This topic explains how to review coverage information from tests run with C/C++test. Coverage can be tracked for unit tests and manual or automated tests run at the application level.
Reviewing coverage statistics helps you measure the coverage of your current test suite and decide what additional test cases should be added. C/C++test can report a variety of code coverage types, including function, line, path, basic block, decision (branch), simple condition, and MCDC coverage metrics.
Sections include:
Analyzing Coverage in the GUI
Coverage Summary
To view a summary of coverage information after C/C++test executes unit test cases:
- Open the Coverage view.
- If it is not available, choose Parasoft> Show View> Coverage.
- From the pull-down menu in the Coverage view’s toolbar, choose Type> [Desired_Coverage_Type].
- See Understanding Coverage Types for a description of the available coverage types.
Coverage statistics for the project and all analyzed files and functions will be displayed in the Coverage view. If no coverage is shown after test execution, check that 1) coverage was enabled and 2) you are displaying the type of coverage you configured C/C++test to calculate. The view’s toolbar indicates the coverage metric being displayed.
You can sort and search through the results using the available GUI controls.
Annotated Source Code
When a tested file is opened in the editor, C/C++test will use green highlights to indicate which code was cover ed and pink highlights to indicate which code was not covered. Lines that are not executable will not be highlighted.
Note that you need to double-click on a function to start off path coverage view.
Note
There is a limit for the number of coverage elements (paths, blocks etc.) that can be computed by C/C++test. When the actual number of elements on a given level (function, file or a project) exceeds the limit, which is 2147483647, C/C++test will display "N/A" in the report for a given element. In such cases, the Coverage view will contain appropriate messages, e.g. [no paths], [no blocks].
Back Trace from Coverage Elements to Test Cases
Knowing which test cases are related to each coverage element can help you better assess how to extend test cases to improve coverage.
To see which test cases are related to a coverage element:
- Select that coverage item in the editor.
- C/C++test will consider the current selection / cursor position, not the mouse pointer location.
- Right-click that selection, then choose Parasoft> C++test> Show test case(s) for covered element. All related test cases will be highlighted in the Test Case Explorer.

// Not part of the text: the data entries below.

PR #1075, opened 2023-11-14
Remove Python API bindings

callumfare:
Remove the Python bindings for UR. They are unused and just a holdover from the initial port of the scripts/templates used to generate UR.


pbalcer (commented):
remove the [template file](https://github.com/oneapi-src/unified-runtime/blob/main/scripts/templates/api.py.mako) as well.

There's also a few python-specific functions/ifs in helper.py.

pbalcer (approved):

omarahmed1111 (approved):
LGTM, just a small note, 
I guess we need to also remove python from CI like [here](https://github.com/callumfare/unified-runtime/blob/22b34eaad5abfde33b5caaae17fce9730938bb7b/.github/workflows/cmake.yml#L113)

kbenzie (approved):

PR #1076, opened 2023-11-14
[common] add codecov

pbalcer:
Preview: https://app.codecov.io/gh/pbalcer/unified-runtime

Codecov still needs to be enabled for the `oneapi-src` organization. Also, this workflow needs to run on the default branch on the repo, so until the adapter and main branches are merged, we won't see the adapter coverage.

### DIFF
--- a/.github/workflows/coverage.yml
+++ b/.github/workflows/coverage.yml
@@ -1,0 +1,78 @@
+name: Coverage
+
+on: [push, pull_request]
+
+jobs:
+  ubuntu-build:
+    name: Build - Ubuntu
+    strategy:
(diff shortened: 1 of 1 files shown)


lukaszstolarczuk (approved):
I think you could try and run this workflow on the adapters branch. I believe it always worked for us with multiple branches (master + stables)...

kswiecicki (approved):

pbalcer:
> I think you could try and run this workflow on the adapters branch. I believe it always worked for us with multiple branches (master + stables)...

You are right. I'll do that in a second step.

PR #1079, opened 2023-11-15
[CI][L0] adapt e2e workflow to l0 target

wlemkows:
This change adds support for l0 to e2e tests.
PR will not pass until we have a stable runner configuration with Intel GPU and level zero:
https://jira.devtools.intel.com/browse/GSD-7337

### DIFF
--- a/.github/workflows/e2e_level_zero.yml
+++ b/.github/workflows/e2e_level_zero.yml
@@ -1,0 +1,29 @@
+name: E2E Level Zero
+
+on:
+  schedule:
+    # Run every day at 23:00 UTC
+    - cron: '0 23 * * *'
+  issue_comment:
+    types: [created, edited]
+
+permissions:
+  contents: read
+  pull-requests: write
+
+jobs:
+  e2e-build-hw:
+    # trigger only if PR comment contains "e2e-l0"
+    if: ${{ (github.event.issue.pull_request && contains(github.event.comment.body, '/e2e-l0')) || (github.event_name == 'schedule') }}
+    name: Start e2e job
+    # use core flow, run it with level zero specific parameters
+    uses: ./.github/workflows/e2e_core.yml
+    # parameters that we pass to the core flow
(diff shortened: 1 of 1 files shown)


.github/workflows/e2e_nightly.yml
```diff
@@ -1,17 +1,19 @@
...
+#    - cron: '0 23 * * *'
 
 jobs:
   e2e-build-hw:
     name: Build SYCL, UR, run E2E
     strategy:
       matrix:
         adapter: [
-          {name: CUDA}
+          {name: CUDA, str_name: cuda, config: "--cuda- --hip"},
```
lukaszstolarczuk, line 15: redundant `-` after `--cuda`

.github/workflows/e2e_nightly.yml
```diff
@@ -1,17 +1,19 @@
...
+          {name: L0, str_name: level_zero, config: ""}
```
lukaszstolarczuk, line 16: You should be able to just use one name - runners have multiple labels (both `l0` and `level_zero` are accepted) and they are not case sensitive.

.github/workflows/e2e_nightly.yml
```diff
@@ -60,11 +62,17 @@ jobs:
       run: LD_LIBRARY_PATH=${{github.workspace}}/dpcpp_compiler/lib
         cmake --build ${{github.workspace}}/ur-repo/build -j $(nproc)
 
-    - name: Set env vars & pre setup
+    - name: Set prefer UR
```
lukaszstolarczuk, line 65: can't this step be merged with the "Run pre setup" step?

.github/workflows/e2e_nightly.yml
wlemkows: Usage is case-sensitive.

pbalcer:
Closed in favor of #1612

PR #993, opened 2023-10-24
[CI] Add support for OpenCL CI on CPU

fabiomestre:

PR #1085, opened 2023-11-16
[UR][Tests] Add a CMake option to limit the test devices count in CTS

szadam:


test/conformance/source/environment.cpp
```diff
@@ -199,6 +202,19 @@ DevicesEnvironment::DevicesEnvironment(int argc, char **argv)
         error = "Could not find any devices associated with the platform";
         return;
     }
+    // Get the argument (test_devices_count) to limit test devices count.
+    u_long count_set = 0;
+    if (argc >= 3) {
+        count_set = std::strtoul(argv[2], nullptr, 10);
```
pbalcer, line 208: is this always the second argument?

szadam: It depends on cts_exe.py scripts. In this case, it will always be the second argument.

pbalcer: Right, but the gtest binary may be executed manually, the script can change etc. You shouldn't be hard-coding such assumptions.

test/conformance/README.md
```diff
@@ -8,4 +8,11 @@ In the future, when all bugs are fixed, and the tests pass,
...
 When you fix any test, the match file must be updated
 Empty match files indicate that there are no failing tests
-in a particular group for the corresponding adapter.
\ No newline at end of file
+in a particular group for the corresponding adapter.
+
+## How to limit the test devices count
+
+To limit how many devices you want to run the CTS on,
+use CMake option UR_TEST_DEVICES_COUNT. If you want to run
```
jandres742, line 16: could we make it a runtime option instead of a CMAKE one? imagine the case where users have the binaries for the CTS, and have different types of systems (single CPU, 4xGPU, CPU + 2xGPU, etc). They would have to build the binaries for each configuration.

test/conformance/source/environment.cpp
szadam: I've changed it. What about that?

test/conformance/source/environment.cpp
```diff
@@ -199,6 +201,22 @@ DevicesEnvironment::DevicesEnvironment(int argc, char **argv)
         error = "Could not find any devices associated with the platform";
         return;
     }
+    // Get the argument (test_devices_count) to limit test devices count.
+    u_long count_set = 0;
+    for (int i = 1; i < argc; ++i) {
```
pbalcer, line 206:
```suggestion
    for (int i = 1; i < argc - 1; ++i) {
```
and drop the `&& i + 1 < argc` in the if below?

pbalcer (approved):

test/conformance/source/environment.cpp
szadam: You're right. It will work too.

test/conformance/README.md
jandres742: thanks @szadam . could you share why it couldn't be done as part of this PR? Main reason I'm asking is because I have already run into this problem, where I was running the tests in a multi-device system, and it took me a while to figure out the issue was that the tests were built only for 1 device, so I would expect more people to run into the same problem, so addressing sooner would be great.

pbalcer: if you run the tests directly through their binary, you can use the `--test_devices_count 1`  cli option that @szadam is adding. If you are using ctest, this patch will automatically reduce the number of devices it will run with to 1. You don't need to set the cmake option.

There's another patch that @szadam is working on, #992, that will solve the broader problem of devices/platforms having the same names.

lukaszstolarczuk: I think what @jandres742 is proposing is implemented for OpenCL patch (here: https://github.com/oneapi-src/unified-runtime/pull/993/files#diff-d1f50b1ed696f085259b2a9c7d274ae3414700a1cea60f9945677cdae39e25cfR186) and it looks neat as well. The CMake option, though, has, I think, the added value (as Piotr mentioned) that it sets the default value of 1 and still can be overridden with the CLI param.

BTW, Adam has a new version (still on a private branch; to be polished): https://github.com/szadam/unified-runtime/pull/15/commits/ef742824118957136ecfc434f84feb446a366292#diff-d1f50b1ed696f085259b2a9c7d274ae3414700a1cea60f9945677cdae39e25cf

jandres742: thanks @pbalcer and @lukaszstolarczuk for the details.

jandres742:
+1

test/conformance/README.md
szadam: Sorry for the late response. I am preparing a new solution/version as Lukas said. I will push it today.

pbalcer (approved):

test/conformance/source/environment.cpp
```diff
@@ -33,6 +34,23 @@ std::ostream &operator<<(std::ostream &out,
     return out;
 }
 
+std::ostream &operator<<(std::ostream &out, const ur_device_handle_t &device) {
```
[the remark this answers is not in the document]
szadam: Done

test/conformance/README.md
```diff
@@ -8,4 +8,15 @@ In the future, when all bugs are fixed, and the tests pass,
...
+## How to set test device/platform name or limit the test devices/platforms count
+
+To limit how many devices/platforms you want to run the CTS on,
+use CMake option UR_TEST_DEVICES_COUNT or
+UR_TEST_PLATFORMS_COUNT. If you want to run the tests on
+all available devices/platforms, set 0. The default value is 1.
+If you run binaries for the tests, you can use the parameter
+`--platforms_count=COUNT/--devices_count=COUNT`.
+To set test device/platform name you want to run the CTS on, use
+parameter `--platform=NAME/--device=NAME`.
```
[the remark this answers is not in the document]
szadam: Done

PatKamin (approved):

fabiomestre:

Coverage Data for Specific Test Cases
To analyze the coverage for individual test cases:
- In the Test Case Explorer, select the test case(s) whose coverage you want to analyze.
- The Test Case Explorer opens by default. If it is not available, you can open it by choosing Parasoft> Show View> Test Case Explorer. For details on understanding and navigating the Test Case Explorer, see Exploring the C++test UI.
- In the Coverage view, click the Synchronize with selection in Test Case Explorer filter (a double cog-wheel button).
Coverage statistics and coverage highlights (in the code editor) will be computed/presented for the selected test cases only.
Tip: Using Toolbar Buttons and Menus to Explore Coverage
The Coverage view provides several buttons and menu commands to help you explore the coverage details reported.
The buttons on the right of the toolbar allow you to collapse, delete, search for results, and synchronize with the current selection in the Test Case Explorer.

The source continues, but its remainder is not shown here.